KMVX
- Monroe, Louisiana; United States;
- Broadcast area: Monroe-West Monroe
- Frequency: 101.9 MHz (HD Radio)
- Branding: Mix 101.9

Programming
- Language: English
- Format: Urban adult contemporary
- Affiliations: The Rickey Smiley Morning Show

Ownership
- Owner: The Radio People; (Holladay Broadcasting of Louisiana, LLC);
- Sister stations: KRVV; KJLO-FM; KLIP; KMLB; KRJO;

History
- First air date: January 29, 1967
- Former call signs: KNOE-FM (1967–2013)
- Call sign meaning: Similar to "Mix"

Technical information
- Licensing authority: FCC
- Facility ID: 48976
- Class: C
- ERP: 97,000 watts (horizontal); 96,000 watts (vertical);
- HAAT: 462 meters (1,516 ft)
- Transmitter coordinates: 32°11′50″N 92°4′14″W﻿ / ﻿32.19722°N 92.07056°W

Links
- Public license information: Public file; LMS;
- Webcast: Listen live
- Website: www.mix1019.net

= KMVX =

KMVX (101.9 MHz, "Mix 101.9") is an American radio station licensed to Monroe, Louisiana, United States. The station, established in 1967, is owned by The Radio People and the broadcast license is held by Holladay Broadcasting of Louisiana, LLC. Studios are located in Monroe, and its transmitter is located in rural Caldwell Parish, Louisiana.

==Programming==
KMVX broadcasts an urban adult contemporary music format to Monroe and the greater Alexandria, Louisiana area and Natchez Mississippi. Local weekday on-air personalities include Rickey Smiley, Rob Lloyd, DJ Scott Banks,

==History==
The station, under the KNOE-FM call sign, was founded in 1966 by former Governor of Louisiana James A. Noe. Noe had earlier started Monroe AM radio station KNOE in 1944 and Monroe TV station KNOE-TV in 1953. In 1966, he also acquired an AM radio station in New Orleans which he renamed WNOE and in 1968 started New Orleans FM radio station WNOE-FM.

On March 21, 1997, KNOE-FM suffered a catastrophic collapse of its broadcast tower. The 1969 ft tower, roughly 545 ft taller than Chicago's Sears Tower, collapsed as a result of a maintenance crew's failure to install a temporary support structure during the replacement of diagonal braces. Of the three workers on the tower at the time of the collapse, one was killed, one fell into a satellite dish about 12 ft above the ground, and one was thrown clear and walked away basically unharmed. The workers were together about 200 ft up the tower when it collapsed. The tower, whose primary tenant was KNOE-TV, was also used by Louisiana Public Broadcasting. After operating from temporary facilities for more than a year, KNOE-FM's permanent replacement tower was ready for use in June 1998 and licensed for operation by the Federal Communications Commission (FCC) on September 15, 1998.

James A. Noe's son, James Albert "Jimmie" Noe Jr., ran KNOE-FM along with its AM and TV sister stations for almost four decades. When Jimmie Noe died from cancer in 2005, the remaining family members agreed to place the stations up for sale and exit broadcasting.
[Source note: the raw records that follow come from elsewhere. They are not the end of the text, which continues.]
PR #1548, opened 2016-10-04
WIP: Improved print view for lists of reports

zarino:
Fixes mysociety/fixmystreetforcouncils#21.

Todo:
- [x] Hide unneccessary items on list pages (eg: "Click the map" banner)
- [x] Insert hidden metadata into each list item, reveal on print
  - [x] Only show metadata if permission
  - [x] Not sure how to get the priority?
  - [x] Not sure how to get the extra category-related questions? (currently printed by a fairly complex loop around the `category_extras_fields` stuff in `_inspect.html`)
  - [x] Sort out the duplication of the `state_pretty` block
- [x] Check performance - not sure if checking permission is doing DB lookup each time
Currently looks like:

screen shot 2016-10-04 at 16 12 51

### DIFF
--- a/perllib/FixMyStreet/DB/Result/User.pm
+++ b/perllib/FixMyStreet/DB/Result/User.pm
@@ -248,6 +248,15 @@ sub split_name {
     return { first => $first || '', last => $last || '' };
 }
 
+has body_permissions => (
+    is => 'ro',
+    lazy => 1,
+    default => sub {
+        my $self = shift;
+        return [ $self->user_body_permissions->all ];
+    },
+);
+
 sub permissions {
     my ($self, $c, $body_id) = @_;
 
@@ -258,9 +267,7 @@ sub permissions {
 
     return unless $self->belongs_to_body($body_id);
 
-    my @permissions = $self->user_body_permissions->search({
-        body_id => $self->from_body->id,
-    })->all;
+    my @permissions = grep { $_->body_id == $self->from_body->id } @{$self->body_permissions};
     return { map { $_->permission_type => 1 } @permissions };
 }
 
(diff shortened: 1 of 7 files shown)


zarino:
@dracos / @davea – Done as much as I can on this – could you investigate the remaining points?

dracos:
Good news:
* I've included the extra details as a `dl` at the end; you'll want to move/style this :)
* I've sorted the duplication of `state_pretty`.
* I've fixed a template bug, and rebased a bit to get some other bug fixes.

Bad news:
* I'm afraid Chrome only prints one page of results; Safari only prints one result; Firefox prints no extra information at all :-/ 
* Putting the description in every item might lead to a large increase in page size, especially on around pages with lots of reports – can we do this only for planned report users, or only on `/my/planned`, or something? Note it's currently happening on e.g. the front page too, which probably isn't wanted.

zarino:
> I'm afraid Chrome only prints one page of results; Safari only prints one result; Firefox prints no extra information at all :-/

Weird. I'll investigate this today.

> Putting the description in every item might lead to a large increase in page size, especially on around pages with lots of reports – can we do this only for planned report users, or only on /my/planned, or something? Note it's currently happening on e.g. the front page too, which probably isn't wanted.

Limiting to just users with the planned reports permission sounds like a quick win here.

zarino:
@dracos Your two comments should now have been addressed.

By way of simplifying the print layout, I’ve removed the logo / branding from the top. This, combined with the right-floated map, saves a good deal of space. Do you think any cobrands (I'm thinking Zurich in particular here) will miss it?

dracos:
I think it'd be nice to have a logo, that wouldn't take up too much space and makes it easier to see where it's come from; reinstating `#site-header` doesn't put it back though, just an extra line appears? And Zurich does't have such a header (sometimes has a white blob?).

I think the right floated map needs some margin, otherwise e.g. photos butt up against it.

Looks very nice :)

zarino:
@dracos – The logo should be back now (ie: `#site-header` is `display:block` and `position:fixed`) and the map should have a bit of margin around it.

In October 2007, the Noe family reached an agreement to sell this station to Clay Holladay's Radio Monroe, LLC., for a reported $900,000. The deal was approved by the FCC on May 1, 2008, and the transaction was consummated on May 13, 2008.

On March 3, 2013, KNOE-FM changed its format from Top 40 (CHR) "Star 101.9" to urban adult contemporary, branded as "Mix 101.9". The call letters were changed to KMVX on March 21, 2013.